=== Requirement ===
Write out once more the lines running from the top of the entries below to the line with "Debug is broken on old NVHPC versions.", both ends included.

⟨

PR #238, opened 2023-11-22
Update CMakeLists.txt to fix #237 Add fatal error to cmakelists if debug + gpu is enabled with NVHPC <= 22.11

### LINKED ISSUE #237: Add fatal error to cmakelists if debug + gpu is enabled with NVHPC <= 22.11
Debug is broken on old NVHPC versions.
Add fatal error to cmakelists if `--debug` + `--gpu` is enabled and NVHPC <= 22.11 (or so, I'm not sure what version it was fixed exactly).

Update: Turns out the CPU build with `--debug` doesn't like old versions either.

sbryngelson:
Add fatal error to cmakelists if debug + gpu is enabled with NVHPC <= 23.0


sbryngelson:
I found that I cannot build `--debug` with NVHPC + CPU on new nor old NVHPC versions. I have updated the CMakeLists to reflect the current state.

sbryngelson:
For review + squash-merge by @henryleberre

sbryngelson:
Update: I found that even after removing all of the `CMakeLists.txt` compiler flag additions, the debug CPU build with NVHPC v23.5 does not work. The `CMakeCache` shows that debug NVHPC builds automatically add flags `-g -O0 -Mbounds`. 

I assume it's `-Mbounds` that's causing the problem.

CMakeLists.txt
```diff
@@ -65,7 +65,16 @@ if (CMAKE_Fortran_COMPILER_ID STREQUAL "GNU")
     endif()
 elseif ((CMAKE_Fortran_COMPILER_ID STREQUAL "NVHPC") OR (CMAKE_Fortran_COMPILER_ID STREQUAL "PGI"))
     if (CMAKE_Fortran_COMPILER_VERSION VERSION_LESS 21.7)
-        message(FATAL_ERROR "${__err_msg}ERROR: NVHPC v21.7 or newer is required to build MFC.")
+        message(FATAL_ERROR "${__err_msg}ERROR: When using NVHPC, v21.7 or newer is required to build MFC.")
+    endif()
+    if (MAKE_BUILD_TYPE STREQUAL "Debug")
+        if (MFC_OpenACC)
+            if (CMAKE_Fortran_COMPILER_VERSION VERSION_LESS 23.0)
```
henryleberre, line 72: Some older versions of NVHPC might work, I am not quite sure. I recall the debug builds starting to fail after an NVHPC update, although it might also have been related to a code change. Did you test older versions?

CMakeLists.txt
```diff
@@ -145,7 +154,7 @@ elseif ((CMAKE_Fortran_COMPILER_ID STREQUAL "NVHPC") OR (CMAKE_Fortran_COMPILER_
     endif()
     
     if (CMAKE_BUILD_TYPE STREQUAL "Debug")
-        add_compile_options(-C -g -traceback -Mchkptr -Mchkstk -Minform=inform -Mbounds)
+        add_compile_options(-C -g -O0 -traceback -Mchkptr -Mchkstk -Minform=inform -Mbounds)
```
henryleberre, line 158: Does NVHPC support `-Og` or is `-O0` required?

CMakeLists.txt
```diff
@@ -65,7 +65,16 @@ if (CMAKE_Fortran_COMPILER_ID STREQUAL "GNU")
     endif()
 elseif ((CMAKE_Fortran_COMPILER_ID STREQUAL "NVHPC") OR (CMAKE_Fortran_COMPILER_ID STREQUAL "PGI"))
     if (CMAKE_Fortran_COMPILER_VERSION VERSION_LESS 21.7)
-        message(FATAL_ERROR "${__err_msg}ERROR: NVHPC v21.7 or newer is required to build MFC.")
+        message(FATAL_ERROR "${__err_msg}ERROR: When using NVHPC, v21.7 or newer is required to build MFC.")
+    endif()
+    if (MAKE_BUILD_TYPE STREQUAL "Debug")
+        if (MFC_OpenACC)
+            if (CMAKE_Fortran_COMPILER_VERSION VERSION_LESS 23.0)
+                message(FATAL_ERROR "${__err_msg}ERROR: When using NVHPC, v23.0 or newer is required to build MFC with Debug and GPU options.")
```
henryleberre, line 73: I am not sure if this is relevant (or important) but once a fix comes out, if you try to build an older version of NVHPC is Debug mode, you will get this fatal error and would have to remove it manually from the CMakLists.txt. Do you have any thoughts on this?

CMakeLists.txt
sbryngelson: I found most of 22.X to fail, but didn't test every minor release. I don't know about 21.X, but most computers don't have this version anyway.

CMakeLists.txt
sbryngelson: I don't believe it supports `-Og` (I did try it).

CMakeLists.txt
sbryngelson: It seems that the logic is there such that you only get this error if NVHPC is out of date and won't work anyway, no? 

Either you have some version 23.5 or so = works and no message; or, an old version 22.5 or so = doesn't work and get this message.

henryleberre: I see, I was thinking they might back-port some of these fixes but it appears not.

sbryngelson: I have no idea if they will. If they do, I guess we could go back and change the CMake file. But, even if they patch old versions, those versions are unlikely to be actually installed on clusters anyway. Either they will have the original old versions, or a newer proper major/minor version (or both), but not a patched old version. At least in my experience.

henryleberre: Taking another look at nice, I realize I meant this for the case of NVHPC in CPU + Debug mode. I don't think this is too much of a problem since we'll just remove it once it is fixed but you can add a version check if you feel so inclined.

sbryngelson: added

⟩

=== Task answer ===
PR #238, opened 2023-11-22
Update CMakeLists.txt to fix #237 Add fatal error to cmakelists if debug + gpu is enabled with NVHPC <= 22.11

### LINKED ISSUE #237: Add fatal error to cmakelists if debug + gpu is enabled with NVHPC <= 22.11
Debug is broken on old NVHPC versions.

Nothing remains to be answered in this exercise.